Work to be completed: Tell how many lines contain the string "there" in the material underneath; the reply is that number and no more.

Data excerpts:
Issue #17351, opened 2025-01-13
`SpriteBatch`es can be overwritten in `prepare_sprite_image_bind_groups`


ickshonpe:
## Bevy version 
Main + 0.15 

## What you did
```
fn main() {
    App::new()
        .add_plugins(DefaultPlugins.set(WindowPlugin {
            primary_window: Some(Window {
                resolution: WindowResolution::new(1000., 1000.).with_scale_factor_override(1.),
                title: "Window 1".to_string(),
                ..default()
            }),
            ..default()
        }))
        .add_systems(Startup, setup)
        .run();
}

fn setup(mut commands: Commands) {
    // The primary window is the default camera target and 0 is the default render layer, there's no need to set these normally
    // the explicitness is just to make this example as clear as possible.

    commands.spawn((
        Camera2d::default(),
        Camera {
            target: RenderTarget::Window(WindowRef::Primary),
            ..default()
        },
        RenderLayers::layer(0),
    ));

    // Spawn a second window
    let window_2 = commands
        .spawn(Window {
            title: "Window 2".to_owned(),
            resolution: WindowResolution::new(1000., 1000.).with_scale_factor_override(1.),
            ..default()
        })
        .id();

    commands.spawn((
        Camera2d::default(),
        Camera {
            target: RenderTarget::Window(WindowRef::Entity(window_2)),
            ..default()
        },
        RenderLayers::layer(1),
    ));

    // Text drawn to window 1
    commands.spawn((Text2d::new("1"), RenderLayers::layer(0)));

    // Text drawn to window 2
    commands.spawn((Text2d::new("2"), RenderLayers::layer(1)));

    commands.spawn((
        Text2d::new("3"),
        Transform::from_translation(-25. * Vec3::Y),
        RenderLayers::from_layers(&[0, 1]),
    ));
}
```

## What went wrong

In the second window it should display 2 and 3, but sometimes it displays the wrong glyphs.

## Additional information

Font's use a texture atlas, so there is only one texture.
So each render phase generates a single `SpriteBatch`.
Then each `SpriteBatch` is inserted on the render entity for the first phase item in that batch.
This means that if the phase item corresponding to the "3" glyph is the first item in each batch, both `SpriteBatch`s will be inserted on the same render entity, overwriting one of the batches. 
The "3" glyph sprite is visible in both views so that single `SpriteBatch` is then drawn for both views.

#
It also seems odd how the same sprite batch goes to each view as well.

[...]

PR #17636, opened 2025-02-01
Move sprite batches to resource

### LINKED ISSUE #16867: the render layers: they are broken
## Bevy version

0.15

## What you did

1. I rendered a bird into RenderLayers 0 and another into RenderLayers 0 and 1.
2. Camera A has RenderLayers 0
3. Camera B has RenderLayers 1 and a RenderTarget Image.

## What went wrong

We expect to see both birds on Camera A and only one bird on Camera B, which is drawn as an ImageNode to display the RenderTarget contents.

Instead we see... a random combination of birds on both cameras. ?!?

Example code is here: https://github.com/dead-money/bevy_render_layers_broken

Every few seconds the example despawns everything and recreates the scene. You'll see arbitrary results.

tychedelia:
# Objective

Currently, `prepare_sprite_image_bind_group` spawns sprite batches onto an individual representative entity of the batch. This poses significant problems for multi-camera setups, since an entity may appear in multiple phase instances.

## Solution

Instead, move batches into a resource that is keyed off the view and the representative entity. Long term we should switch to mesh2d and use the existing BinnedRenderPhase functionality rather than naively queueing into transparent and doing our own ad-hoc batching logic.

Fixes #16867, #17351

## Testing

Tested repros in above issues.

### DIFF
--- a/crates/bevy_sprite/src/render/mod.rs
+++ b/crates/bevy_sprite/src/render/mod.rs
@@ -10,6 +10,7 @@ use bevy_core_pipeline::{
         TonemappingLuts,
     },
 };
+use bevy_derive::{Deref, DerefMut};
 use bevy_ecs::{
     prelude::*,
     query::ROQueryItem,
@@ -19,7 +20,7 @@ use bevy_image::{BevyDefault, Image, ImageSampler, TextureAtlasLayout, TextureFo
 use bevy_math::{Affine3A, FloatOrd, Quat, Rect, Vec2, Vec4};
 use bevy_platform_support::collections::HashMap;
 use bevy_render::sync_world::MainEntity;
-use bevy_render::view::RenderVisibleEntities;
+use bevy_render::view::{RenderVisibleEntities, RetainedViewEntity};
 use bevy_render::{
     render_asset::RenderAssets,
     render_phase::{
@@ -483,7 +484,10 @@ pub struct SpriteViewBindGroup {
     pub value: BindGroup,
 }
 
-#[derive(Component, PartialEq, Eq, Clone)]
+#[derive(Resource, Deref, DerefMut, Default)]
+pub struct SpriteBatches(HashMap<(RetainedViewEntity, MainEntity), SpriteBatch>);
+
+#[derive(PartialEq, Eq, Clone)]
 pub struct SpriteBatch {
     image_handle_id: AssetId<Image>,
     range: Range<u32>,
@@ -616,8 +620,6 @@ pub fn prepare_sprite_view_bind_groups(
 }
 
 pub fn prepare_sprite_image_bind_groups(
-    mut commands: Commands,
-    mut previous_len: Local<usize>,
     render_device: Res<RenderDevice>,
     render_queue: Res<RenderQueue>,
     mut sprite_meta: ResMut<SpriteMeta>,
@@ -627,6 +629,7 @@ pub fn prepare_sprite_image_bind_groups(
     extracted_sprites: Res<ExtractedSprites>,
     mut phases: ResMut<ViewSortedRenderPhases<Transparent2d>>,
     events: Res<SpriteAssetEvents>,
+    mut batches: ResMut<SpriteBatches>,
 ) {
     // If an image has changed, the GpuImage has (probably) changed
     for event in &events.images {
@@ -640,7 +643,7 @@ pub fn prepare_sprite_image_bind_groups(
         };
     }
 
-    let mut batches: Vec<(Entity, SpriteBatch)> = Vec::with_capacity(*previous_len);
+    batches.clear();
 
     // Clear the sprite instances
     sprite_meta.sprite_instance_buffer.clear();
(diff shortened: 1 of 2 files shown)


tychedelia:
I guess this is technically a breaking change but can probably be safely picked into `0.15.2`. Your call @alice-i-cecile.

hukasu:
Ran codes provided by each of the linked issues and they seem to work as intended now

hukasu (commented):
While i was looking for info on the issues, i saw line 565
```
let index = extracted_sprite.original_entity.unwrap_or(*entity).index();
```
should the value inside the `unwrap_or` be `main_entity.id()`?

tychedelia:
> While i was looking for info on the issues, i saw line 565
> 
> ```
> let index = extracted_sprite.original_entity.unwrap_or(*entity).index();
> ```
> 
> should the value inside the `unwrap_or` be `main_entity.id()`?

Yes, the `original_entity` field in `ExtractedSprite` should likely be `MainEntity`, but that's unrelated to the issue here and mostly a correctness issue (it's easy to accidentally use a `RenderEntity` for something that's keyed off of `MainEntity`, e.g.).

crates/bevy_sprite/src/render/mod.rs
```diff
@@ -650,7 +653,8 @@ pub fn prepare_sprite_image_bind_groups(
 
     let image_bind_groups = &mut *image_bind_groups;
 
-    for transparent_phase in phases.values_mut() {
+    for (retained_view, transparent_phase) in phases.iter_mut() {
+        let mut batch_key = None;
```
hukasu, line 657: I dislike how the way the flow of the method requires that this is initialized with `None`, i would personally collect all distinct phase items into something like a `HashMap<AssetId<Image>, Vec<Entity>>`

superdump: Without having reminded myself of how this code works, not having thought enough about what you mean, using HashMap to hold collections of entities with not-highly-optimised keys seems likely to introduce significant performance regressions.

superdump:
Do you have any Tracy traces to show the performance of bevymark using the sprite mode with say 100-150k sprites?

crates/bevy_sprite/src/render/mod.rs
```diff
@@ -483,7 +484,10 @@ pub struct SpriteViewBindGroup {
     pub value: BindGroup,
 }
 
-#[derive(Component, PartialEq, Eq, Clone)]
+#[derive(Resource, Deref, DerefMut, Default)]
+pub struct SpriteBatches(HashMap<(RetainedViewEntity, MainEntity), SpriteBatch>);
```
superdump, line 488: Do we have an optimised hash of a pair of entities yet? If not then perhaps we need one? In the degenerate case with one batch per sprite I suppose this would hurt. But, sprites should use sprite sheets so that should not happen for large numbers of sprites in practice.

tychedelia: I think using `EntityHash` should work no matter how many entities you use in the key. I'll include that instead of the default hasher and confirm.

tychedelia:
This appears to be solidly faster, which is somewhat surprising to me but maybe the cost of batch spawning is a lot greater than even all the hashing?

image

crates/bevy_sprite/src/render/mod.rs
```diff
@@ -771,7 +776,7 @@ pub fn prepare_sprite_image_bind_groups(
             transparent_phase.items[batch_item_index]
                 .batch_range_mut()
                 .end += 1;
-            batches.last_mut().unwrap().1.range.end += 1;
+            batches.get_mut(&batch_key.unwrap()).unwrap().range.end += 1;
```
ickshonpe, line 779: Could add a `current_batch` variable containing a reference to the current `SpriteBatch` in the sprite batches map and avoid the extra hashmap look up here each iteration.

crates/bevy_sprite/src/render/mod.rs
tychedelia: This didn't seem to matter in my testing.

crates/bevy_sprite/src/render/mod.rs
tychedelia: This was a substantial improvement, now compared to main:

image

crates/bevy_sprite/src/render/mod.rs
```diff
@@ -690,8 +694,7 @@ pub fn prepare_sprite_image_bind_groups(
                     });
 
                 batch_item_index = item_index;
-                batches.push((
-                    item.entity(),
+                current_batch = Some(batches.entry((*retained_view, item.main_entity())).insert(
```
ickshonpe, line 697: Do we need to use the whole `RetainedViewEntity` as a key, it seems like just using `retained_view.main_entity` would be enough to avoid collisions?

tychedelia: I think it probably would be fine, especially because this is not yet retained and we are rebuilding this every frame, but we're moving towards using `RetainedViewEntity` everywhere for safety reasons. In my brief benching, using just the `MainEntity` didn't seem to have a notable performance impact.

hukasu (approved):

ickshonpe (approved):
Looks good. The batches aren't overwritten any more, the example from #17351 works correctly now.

Answer area: 2